Fibre Channel (FC) Port Types
The ports in a switched fabric can be one of the following types
- N_Port: It is an end point in the fabric. This port is also known as the node port. Typically, it is a compute system port (FC HBA port) or a storage system port that is connected to a switch in a switched fabric.
- E_Port: It is a port that forms the connection between two FC switches. This port is also known as the expansion port. The E_Port on an FC switch connects to the E_Port of another FC switch in the fabric ISLs.
- F_Port: It is a port on a switch that connects an N_Port. It is also known as a fabric port.

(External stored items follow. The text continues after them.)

PR #5197, opened 2022-08-06
Ensure valid animation state when loading death animation in InitPlayer()

StephenCWills:
Fixes this error...
image

**To reproduce...**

- G_Port: It is a generic port on a switch that can operate as an E_Port or an F_Port and determines its functionality automatically during initialization.
World Wide Name (WWN)
Each device in the FC environment is assigned a 64-bit unique identifier called the World Wide Name (WWN). The FC environment uses two types of WWNs.
- World Wide Node Name (WWNN) - WWNN is used to physically identify FC network adapters. Unlike an FC address, which is assigned dynamically, a WWN is a static name for each device on an FC network. WWNs are similar to the Media Access Control (MAC) addresses used in IP networking.

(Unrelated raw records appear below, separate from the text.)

PR #5199, opened 2022-08-06
CelToClx: Fix writing frame count with multiple groups

obligaron:
When converting cel to clx with a graphic that has multiple groups the number of frames (per group) is not correctly written.
This results in an [assert error](https://github.com/diasurgical/devilutionX/blob/master/Source/engine/clx_sprite.hpp#L130) when going to the cows in town.


AJenbo:
Also just noticed that this file still refer to it as CL2 and not CLX :)

PR #5200, opened 2022-08-06
Fix draw flag for MIS_HORKDMN (set to no drawing)

### LINKED ISSUE #5198: Hork Demon crash
The game crashes when the Hork Demon tries to generate hork spawns.
At least that was the impression.
More details will follow soon.

obligaron:
Fixes #5198 

The hork spawn missile has no animation associated (`MFILE_NONE`) but `MissilesData` says it should be rendered (`mDraw`).
This is incorrect (also in 1.4.1).

In 1.4.1 this doesn't result in a crash, cause of [checks in drawing](https://github.com/diasurgical/devilutionX/blob/1.4/Source/scrollrt.cpp#L312-L315). But we get a log warning:
> INFO: Draw Missile 2 type 95: NULL Cel Buffer

@glebm I'm unsure if we should change the behavior (in a separate pr) when drawing incorrect animations (change back to log instead of appfatal?).

Thanks @Chance4us for reporting. 🙂 

Side-Note:
When loading a original hellfire game and the missile is spawned this could still result in a crash, cause the incorrect `MissilesData` was used to initialize the `Missile::_miDrawFlag`.


glebm:
I think a crash is good, since we apparently missed this when we only logged it! Thanks for the fix!

AJenbo:
If anything I think an asset could be an option

PR #323, opened 2026-09-02
AppEntry: remove app_notifications

danirabbit:
Remove a round trip where `NotificationEntry.clear ()` → `AppEntry.remove_notification_entry ()` → `NotificationEntry.dismiss ()` can just be NotificationEntry calling dismiss internally

Moving counting and unsetting headers from `NotificationEntry.clear ()` → `AppEntry.remove_notification_entry ()`  to `NotificationEntry.remove ()` → `NotificationsList.remove_notification ()`
*  This uses a FilterListModel to count the items for a given `app_id` from the `ListStore` which is our source of truth
* We also get to remove unsetting headers from `clear_app_entry` because we already call `NotificationEntry.dismiss ()` → `NotificationEntry.remove ()` → `NotificationsList.remove_notification ()`

Now that we count up `items_for_appid` when removing, call `clear_app_entry ()` here using the handy `HashMap` of `app_id`s.

Remove the list of notifications from AppEntry.

Finally, remove the unused `clear ()` signal and make sure external calls are to the function `dimiss ()` instead

Rebase merge if desired

### DIFF
--- a/src/Indicator.vala
+++ b/src/Indicator.vala
@@ -179,7 +179,7 @@ public class Notifications.Indicator : Wingpanel.Indicator {
             var entry = (NotificationEntry) nlist.notification_items.get_item (i);
             if (id == entry.notification.server_id) {
                 entry.notification.server_id = 0; // Notification is now outdated
-                entry.clear ();
+                entry.dismiss ();
                 return;
             }
         }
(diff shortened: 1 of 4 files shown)


zeebok (approved):
What a web of calls! This seems good to me, definitely cleaner 😅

- WWNs are burned into the hardware or assigned through software. Several configuration definitions in an FC SAN use WWN for identifying storage systems and FC HBAs. WWNs are critical for FC SAN configuration as each node port has to be registered by its WWN before the FC SAN recognizes it.
- World Wide Port Name (WWPN) - WWPN is used to physically identify FC adapter ports or node ports. For example, a dual-port FC HBA has one WWNN and two WWPNs.
N_Port Virtualization
Virtualization (NPV) addresses this concern by reducing the number of domain IDs in a fabric. Edge switches supporting NPV do not require a domain ID. They pass traffic between the core switch and the compute systems. NPV-enabled edge switches do not perform any fabric services, and instead forward all fabric activity, such as login and name server registration to the core switch.

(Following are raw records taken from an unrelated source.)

PR #324, opened 2026-09-02
NotificationEntry: connect to server_id

danirabbit:
Instead of directly dismissing the notification row widget, we should mark these notifications as outdated and then let the row listen to that property. This is going to come in handy to make our `NotificationsList` `ListStore` be a list of `Notifications` and not `NotificationEntry`s, a pre-req for performant `ListViews`


jeremypw (approved):
Makes sense and works as expected.

PR #326, opened 2026-09-02
NotificationEntry: start/stop timestamp timer on map/unmap

danirabbit:
This timer doesn't need to be running while the notification is unmapped


jeremypw (approved):
Makes sense and works as expected.

PR #330, opened 2026-09-03
NotificationEntry: create bind function

danirabbit:
ListView will want the widget construction to be separated from setting the notification. Move everything to a bind function so widget construction happens separately


jeremypw (approved):

PR #338, opened 2026-09-03
NotificationList: find notification when removing, not entry

danirabbit:
Fixes a bug that was introduced when we switch the listmodel from entries to notifications


src/Widgets/NotificationsList.vala
```diff
@@ -158,12 +158,13 @@ public class Notifications.NotificationsList : Granite.Bin {
     }
 
     private void remove_notification (NotificationEntry notification_entry) {
```
zeebok: Since NotifictionEntry is now not used at all in this method, should we just change the signature to take in a Notification?

zeebok (approved):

All ports at the NPV edge switches that connect to the core switch are established as NP_Ports (not E_Ports). The NP_Ports connect to an NPIV-enabled core director or switch. If the core director or switch is not NPIV-capable, the NPV edge switches do not function. As the switch enters or exits from NPV mode, the switch configuration is erased and it reboots. Therefore, administrators should take care when enabling or disabling NPV on a switch. The figure on the slide shows a core-edge fabric that comprises two edge switches in NPV mode and one core switch (an FC director).
N_Port ID virtualization (NPIV)
VMware or Hypervisors leverage NPIV to create virtual N_Ports on the FC HBA and then assign the virtual N_Ports to virtual machines (VMs). A virtual N_Port acts as a virtual FC HBA port. This enables a VM to directly access LUNs assigned to it
NPIV enables an administrator to restrict access to specific LUNs to specific VMs using security techniques like zoning and LUN masking; similarly to the assignment of a LUN to a physical compute system. To enable NPIV, both the FC HBAs and the FC switches must support NPIV. The physical FC HBAs on the compute system, using their own WWNs, must have access to all LUNs that are to be accessed by VMs running on that compute system.